2.1 Choosing Jurors (No General Challenge for Cause) Note[1]

(Last revised September 2019)

[1] To start jury selection, the clerk will choose (specify number) numbers at random, then read them out loud. If your number is called, please come forward and stand where shown by court staff.[2] [2] I may ask you to stand aside. If that happens, you may or may not be a juror in this case. Sometimes, a lawyer (or the person charged) will challenge a prospective juror for cause.[3] If that happens to you, I will decide whether or not you should be excused. If you are not asked to stand aside, and are not challenged, you will become a juror in this case. There are many reasons why you might be asked to stand aside, or might be challenged. If that happens, please do not be offended. Do not feel embarrassed if you are not selected. Do not take it personally. It is a normal part of jury trials.

[3] If I do ask you to stand aside, you will remain in the pool of prospective jurors. As such, you may be called forward a second time, or you may be excused after the jury has been selected.

[1] When selecting more than one jury at a time, this instruction may require some modification. It should be given only where there is no general (as opposed to an individual) challenge for cause. Where there is a general challenge for cause, Preliminary 2.2 should be given.

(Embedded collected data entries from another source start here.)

PR #3662, opened 2023-01-19
Deprecate SkipException to help avoid confusion

ryan-blakley:
Check all that apply:

Mark SkipException deprecated to help avoid confusion as the dirty parser difference isn't really needed. Replaced all internal references with SkipComponent.

### DIFF
--- a/docs/exception_model.rst
+++ b/docs/exception_model.rst
@@ -82,7 +82,7 @@ any exceptions in the data (“dirty parser”). This allows rules that don’t 
 exceptions to rely on only the first parser, and those rules will not run if valid data
 is not present.  If the dirty parser identifies errors in the data then it will save
 information regarding the errors for use by rules.  If no errors are found in the data
-then the dirty parser will raise :py:class:`insights.core.exceptions.SkipException`
+then the dirty parser will raise :py:class:`insights.core.exceptions.SkipComponent`
 to indicate to the engine that it should be removed from the dependency hierarchy.
 
 Other Exceptions from Parsers
@@ -99,15 +99,13 @@ types aren’t important and such checks may limit expressiveness and flexibilit
 Parsers should not use the assert statement in place of error handling code.
 Asserts are for debugging purposes only.
 
-SkipComponent and SkipException
-===============================
+SkipComponent
+=============
 
 Any component may raise `SkipComponent` to signal to the engine that
 nothing is wrong but that the component should be taken out of dependency
 resolution. This is useful if a component's dependencies are met but it's
 still unable to produce a meaningful result.
-:py:class:`insights.core.exceptions.SkipException` is a specialization of this for the
-dirty parser use case above, but it's treated the same as `SkipComponent`.
 
 Exception Recognition by the Insights Engine
 ============================================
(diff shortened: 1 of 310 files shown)


bfahr (changes requested):

docs/exception_model.rst
```diff
@@ -84,6 +84,7 @@ is not present.  If the dirty parser identifies errors in the data then it will
 information regarding the errors for use by rules.  If no errors are found in the data
 then the dirty parser will raise :py:class:`insights.core.exceptions.SkipException`
 to indicate to the engine that it should be removed from the dependency hierarchy.
+**SkipException will be deprecated after version 3.2.25.**
```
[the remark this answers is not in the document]
ryan-blakley: @bfahr I updated the docs let me know if it looks better now.

insights/core/exceptions.py
```diff
@@ -81,10 +84,20 @@ def __init__(self, content_type):
...
     Exception that should be thrown from parsers that are explicitly
     written to look for errors in input data.  If the expected error
     is not found then the parser should throw this exception to
     signal to the infrastructure that the parser's output should not be
     retained.
     """
-    pass
+    def __init__(self):
+        deprecated(
+            SkipComponent,
```
xiangce, line 99: Oops, I missed this one, here is should be `SkipException`

insights/core/exceptions.py
```diff
@@ -81,10 +84,20 @@ def __init__(self, content_type):
...
+            "Please use the :class:`insights.core.exceptions.SkipComponent` instead.",
+            "3.2.25"
+        )
+        super(SkipComponent, self).__init__()
```
xiangce, line 103: The same comment as above.
And the `Exception Message` should also be handled here, in case the customized `msg` is passed in.  e.g.`SkipException(msg)`

xiangce (changes requested):

xiangce:
BTW, this PR breaks the tests of gss and prodsec rules, I raised a MR to resolve the test of gss rules and asked ProdSec team to resolve the prodsec rules as well.

insights/core/exceptions.py
ryan-blakley: Ahh good catch sorry about that, fixed.

insights/core/exceptions.py
ryan-blakley: I added handling the msg, I missed that sorry about that.

ryan-blakley:
@xiangce Another good catch I tested the other projects but forgot about gss-rules. In addition to your PR, I corrected the issue by adding a back import in insights/core/__init__.py for SkipException. All tests pass for me now on all projects that I know about.

bfahr (approved):

jholecek-rh:
@ryan-blakley Thank you. The PR looks good. Our rule repository won't be affected. We haven't been using `SkipException` exceptions for over a year now. All tests pass.

xiangce (approved):

insights/core/exceptions.py
xiangce: NEVER mind, it always happens :)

[2] At present, there is some uncertainty over the procedure to be followed under the new legislation. Section 635(1), as amended, reads as follows:

Order of challenges

635 (1) The accused shall be called on before the prosecutor is called on to declare whether the accused challenges the first juror for cause, and after that the prosecutor and the accused shall be called on alternately, in respect of each of the remaining jurors, to first make such a declaration.

Prior to amendment, this provision governed the order of peremptory challenges as well as challenges for cause. Now that peremptory challenges have been abolished, the only basis on which counsel can challenge a prospective juror is challenge for cause under s. 638 of the Code. In some cases, the judge will authorize a challenge to all prospective jurors based, for example, on race or publicity. In that instance, section 2.2 of these instructions will apply. However, s.638 also contemplates that an individual juror may be challenged for cause on the delineated grounds. This has traditionally been a rare occurrence, perhaps because counsel have had access to peremptory challenges.

The question is whether the use of the word “shall” in s. 635(1) requires that counsel be called upon to indicate, for each prospective juror, whether there is a challenge for cause under s. 638 of the Code. Or does it suffice for counsel to simply advise if and when any such challenge arises? Does the prospective juror look at the accused and the accused look at the juror as in the past? Does that serve any purpose in the absence of peremptory challenges? Do counsel have the right to make submissions on whether a prospective juror is stood aside? The precise parameters of counsel’s participation in the new process have yet to be determined. We anticipate that case law will develop as cases unfold, and we will update these instructions accordingly.

[3] The law is clear that a challenge for cause relating to partiality must be based “on a ground sufficiently articulated in the application” that there is in the case of some potential jurors a “realistic potential for . . . partiality” (R. v. Sherratt, 1991 CanLII 86 (SCC), [1991] 1 S.C.R. 509, at p. 536). Where the issue is partiality, the application will likely be aimed at the jury panel as a whole, based on such factors as the race of the accused or pre-trial publicity. The law does not presently contemplate individual challenges for cause based on partiality. If a prospective juror presents with obvious partiality (such as knowledge of participants), the prospective juror may be excused under s. 632 of the Code.

Other bases for challenge for cause concern citizenship, criminal convictions, physical ability, and facility with language (s. 638). It is conceivable that an individual juror might be challenged on one of these bases, though such events would likely be rare. Therefore, while this instruction refers to the possibility of an individual challenge for cause, we do not contemplate that this will be a common occurrence.